╔══
PR #47, opened 2021-09-03
Add registry-submit-urls command

jwodder:
Part of #25.

### DIFF
--- a/datalad_registry_client/submit_urls.py
+++ b/datalad_registry_client/submit_urls.py
@@ -1,0 +1,93 @@
+import logging
+from typing import Any
+from typing import Dict
+from typing import Optional
+from typing import Iterator
+from typing import List
+
+import requests
+from datalad import cfg
+from datalad.distribution.dataset import Dataset
+from datalad.interface.base import build_doc
+from datalad.interface.base import Interface
+from datalad.interface.results import get_status_dict
+from datalad.interface.utils import eval_results
+from datalad.support.constraints import EnsureNone
+from datalad.support.constraints import EnsureStr
+from datalad.support.param import Parameter
+
+from datalad_registry.utils import url_encode
+
+lgr = logging.getLogger("datalad.registry.submit_urls")
+
+
+@build_doc
+class RegistrySubmitURLs(Interface):
+    """Submit one or more URLs to a DataLad Registry instance."""
+
+    _params_ = {
+        "endpoint": Parameter(
+            args=("--endpoint",),
+            metavar="URL",
+            doc="""DataLad Registry instance to use (no trailing slash).
+            This defaults to the datalad_registry.endpoint option, if set,
+            or http://127.0.0.1:5000/v1 otherwise.""",
+            constraints=EnsureStr() | EnsureNone(),
+        ),
+        "urls": Parameter(
+            args=("urls",),
+            metavar="URL",
+            doc="""URLs to register""",
+            nargs="+",
+            constraints=EnsureStr() | EnsureNone(),
+        ),
+    }
+
+    @staticmethod
+    @eval_results
+    def __call__(
+        urls: List[str], endpoint: Optional[str] = None
+    ) -> Iterator[Dict[str, Any]]:
+        if endpoint is None:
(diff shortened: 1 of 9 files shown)


datalad_registry_client/submit_urls.py
```diff
@@ -0,0 +1,93 @@
...
+    """Submit one or more URLs to a DataLad Registry instance."""
+
+    _params_ = {
+        "endpoint": Parameter(
+            args=("--endpoint",),
+            metavar="URL",
+            doc="""DataLad Registry instance to use (no trailing slash).
+            This defaults to the datalad_registry.endpoint option, if set,
+            or http://127.0.0.1:5000/v1 otherwise.""",
+            constraints=EnsureStr() | EnsureNone(),
```
yarikoptic, line 35: I thought to suggest 
```suggestion
            This defaults to the datalad_registry.endpoint option.""",
            constraints=EnsureStr(),
            default=cfg.get("datalad_registry.endpoint", "http://127.0.0.1:5000/v1"),
```
and then would avoid the need for the code in the body of the function, but I do not see us using `cfg.get` in datalad itself in such cases, so may be there is a reason, and thus let's leave as is.

datalad_registry_client/submit_urls.py
```diff
@@ -0,0 +1,93 @@
...
+                    r = s.patch(f"{endpoint}/urls/{url_encoded}", timeout=1)
+                    r.raise_for_status()
+                except requests.exceptions.RequestException as exc:
+                    yield {
+                        **res_base,
+                        "url": url,
+                        "status": "error",
+                        "message": ("Submitting URL failed: %s", exc),
+                    }
+                    continue
```
yarikoptic, line 87: please add a test case submitting a URL to some unlikely to be running end point, e.g. `ENDPOINT + 'wrongendpoint/'` and getting that error

datalad_registry_client/submit_urls.py
yarikoptic: note: I also feel that may be later  should in `datalad_registry.__init__` just add a corresponding entry to https://github.com/datalad/datalad/blob/master/datalad/interface/common_cfg.py#L41 thus providing default there, and then use `cfg.obtain`, and thus avoiding need for default value any time we `get` it... do not remember that kitchen ATM to tell to do that for certain

yarikoptic (changes requested):
looks great.  yet to try. Left minor wishlist (test, const) and some notes.

datalad_registry_client/submit_urls.py
```diff
@@ -0,0 +1,93 @@
...
+class RegistrySubmitURLs(Interface):
+    """Submit one or more URLs to a DataLad Registry instance."""
+
+    _params_ = {
+        "endpoint": Parameter(
+            args=("--endpoint",),
+            metavar="URL",
+            doc="""DataLad Registry instance to use (no trailing slash).
+            This defaults to the datalad_registry.endpoint option, if set,
+            or http://127.0.0.1:5000/v1 otherwise.""",
```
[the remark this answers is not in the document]
jwodder: @yarikoptic Did you mean `datalad_registry_client.consts`?  `datalad_registry` doesn't use that string.

datalad_registry_client/submit_urls.py
jwodder: That's what [this test](https://github.com/datalad/datalad-registry/blob/4fc0275f4a6dd12c2184996441beb36d8e45d21a/datalad_registry_client/tests/test_submit_urls.py#L62) does, but the code in question isn't covered because the bad endpoint causes a failure earlier at the GET step.

datalad_registry_client/submit_urls.py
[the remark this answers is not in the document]
yarikoptic: yes, correct, sorry for misspecification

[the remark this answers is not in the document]
jwodder: Done.

datalad_registry_client/submit_urls.py
yarikoptic: ok, if tricky - let's postpone striving to cover it.

yarikoptic:
thank you @jwodder -- let's proceed!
╚══
*The problem:*
All of the records above are to be set down again exactly.

*Written solution:*
PR #47, opened 2021-09-03
Add registry-submit-urls command

jwodder:
Part of #25.

### DIFF
--- a/datalad_registry_client/submit_urls.py
+++ b/datalad_registry_client/submit_urls.py
@@ -1,0 +1,93 @@
+import logging
+from typing import Any
+from typing import Dict
+from typing import Optional
+from typing import Iterator
+from typing import List
+
+import requests
+from datalad import cfg
+from datalad.distribution.dataset import Dataset
+from datalad.interface.base import build_doc
+from datalad.interface.base import Interface
+from datalad.interface.results import get_status_dict
+from datalad.interface.utils import eval_results
+from datalad.support.constraints import EnsureNone
+from datalad.support.constraints import EnsureStr
+from datalad.support.param import Parameter
+
+from datalad_registry.utils import url_encode
+
+lgr = logging.getLogger("datalad.registry.submit_urls")
+
+
+@build_doc
+class RegistrySubmitURLs(Interface):
+    """Submit one or more URLs to a DataLad Registry instance."""
+
+    _params_ = {
+        "endpoint": Parameter(
+            args=("--endpoint",),
+            metavar="URL",
+            doc="""DataLad Registry instance to use (no trailing slash).
+            This defaults to the datalad_registry.endpoint option, if set,
+            or http://127.0.0.1:5000/v1 otherwise.""",
+            constraints=EnsureStr() | EnsureNone(),
+        ),
+        "urls": Parameter(
+            args=("urls",),
+            metavar="URL",
+            doc="""URLs to register""",
+            nargs="+",
+            constraints=EnsureStr() | EnsureNone(),
+        ),
+    }
+
+    @staticmethod
+    @eval_results
+    def __call__(
+        urls: List[str], endpoint: Optional[str] = None
+    ) -> Iterator[Dict[str, Any]]:
+        if endpoint is None:
(diff shortened: 1 of 9 files shown)


datalad_registry_client/submit_urls.py
```diff
@@ -0,0 +1,93 @@
...
+    """Submit one or more URLs to a DataLad Registry instance."""
+
+    _params_ = {
+        "endpoint": Parameter(
+            args=("--endpoint",),
+            metavar="URL",
+            doc="""DataLad Registry instance to use (no trailing slash).
+            This defaults to the datalad_registry.endpoint option, if set,
+            or http://127.0.0.1:5000/v1 otherwise.""",
+            constraints=EnsureStr() | EnsureNone(),
```
yarikoptic, line 35: I thought to suggest 
```suggestion
            This defaults to the datalad_registry.endpoint option.""",
            constraints=EnsureStr(),
            default=cfg.get("datalad_registry.endpoint", "http://127.0.0.1:5000/v1"),
```
and then would avoid the need for the code in the body of the function, but I do not see us using `cfg.get` in datalad itself in such cases, so may be there is a reason, and thus let's leave as is.

datalad_registry_client/submit_urls.py
```diff
@@ -0,0 +1,93 @@
...
+                    r = s.patch(f"{endpoint}/urls/{url_encoded}", timeout=1)
+                    r.raise_for_status()
+                except requests.exceptions.RequestException as exc:
+                    yield {
+                        **res_base,
+                        "url": url,
+                        "status": "error",
+                        "message": ("Submitting URL failed: %s", exc),
+                    }
+                    continue
```
yarikoptic, line 87: please add a test case submitting a URL to some unlikely to be running end point, e.g. `ENDPOINT + 'wrongendpoint/'` and getting that error

datalad_registry_client/submit_urls.py
yarikoptic: note: I also feel that may be later  should in `datalad_registry.__init__` just add a corresponding entry to https://github.com/datalad/datalad/blob/master/datalad/interface/common_cfg.py#L41 thus providing default there, and then use `cfg.obtain`, and thus avoiding need for default value any time we `get` it... do not remember that kitchen ATM to tell to do that for certain

yarikoptic (changes requested):
looks great.  yet to try. Left minor wishlist (test, const) and some notes.

datalad_registry_client/submit_urls.py
```diff
@@ -0,0 +1,93 @@
...
+class RegistrySubmitURLs(Interface):
+    """Submit one or more URLs to a DataLad Registry instance."""
+
+    _params_ = {
+        "endpoint": Parameter(
+            args=("--endpoint",),
+            metavar="URL",
+            doc="""DataLad Registry instance to use (no trailing slash).
+            This defaults to the datalad_registry.endpoint option, if set,
+            or http://127.0.0.1:5000/v1 otherwise.""",
```
[the remark this answers is not in the document]
jwodder: @yarikoptic Did you mean `datalad_registry_client.consts`?  `datalad_registry` doesn't use that string.

datalad_registry_client/submit_urls.py
jwodder: That's what [this test](https://github.com/datalad/datalad-registry/blob/4fc0275f4a6dd12c2184996441beb36d8e45d21a/datalad_registry_client/tests/test_submit_urls.py#L62) does, but the code in question isn't covered because the bad endpoint causes a failure earlier at the GET step.

datalad_registry_client/submit_urls.py
[the remark this answers is not in the document]
yarikoptic: yes, correct, sorry for misspecification

[the remark this answers is not in the document]
jwodder: Done.

datalad_registry_client/submit_urls.py
yarikoptic: ok, if tricky - let's postpone striving to cover it.

yarikoptic:
thank you @jwodder -- let's proceed!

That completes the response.